▶ _Given records_:
PR #183, opened 2023-07-11
hid::Button is now an enum class

dctucker:
> > [This comment](https://github.com/SynthstromAudible/DelugeFirmware/pull/153#issuecomment-1624226635) 

> @topisani I think there was a permutation of this code that used an `enum class` but it never made it into a commit since I wasn't sure how to access the underlying type. There's probably room for a follow-up PR that changes this and adds `static_cast` where necessary.

### DIFF
--- a/src/deluge/deluge.cpp
+++ b/src/deluge/deluge.cpp
@@ -308,12 +308,12 @@ bool readButtonsAndPads() {
 
 			Uart::println("");
 			Uart::println("undoing");
-			Buttons::buttonAction(hid::button::BACK, true, sdRoutineLock);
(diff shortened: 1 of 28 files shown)


topisani:
Nice! I think this makes it easier to avoid mistakes when calling functions that accept a button (and when refactoring). We could add helpers like the following to clean the implementation up even further, but I may open a PR with that myself instead of just continuing to comment on your work :angel: 

```cpp
uint8_t toCode(Button b) {
  return static_cast<uint8_t>(b);
}

Button fromCode(uint8_t c) {
  return static_cast<uint8_t>(c);
}
```

PaulFreund:

dctucker:
Closing because the codebase has evolved significantly.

▶ _Aim of the task_:
Show each line in the listing above that has "enum".

▶ _Response area_:
hid::Button is now an enum class
> @topisani I think there was a permutation of this code that used an `enum class` but it never made it into a commit since I wasn't sure how to access the underlying type. There's probably room for a follow-up PR that changes this and adds `static_cast` where necessary.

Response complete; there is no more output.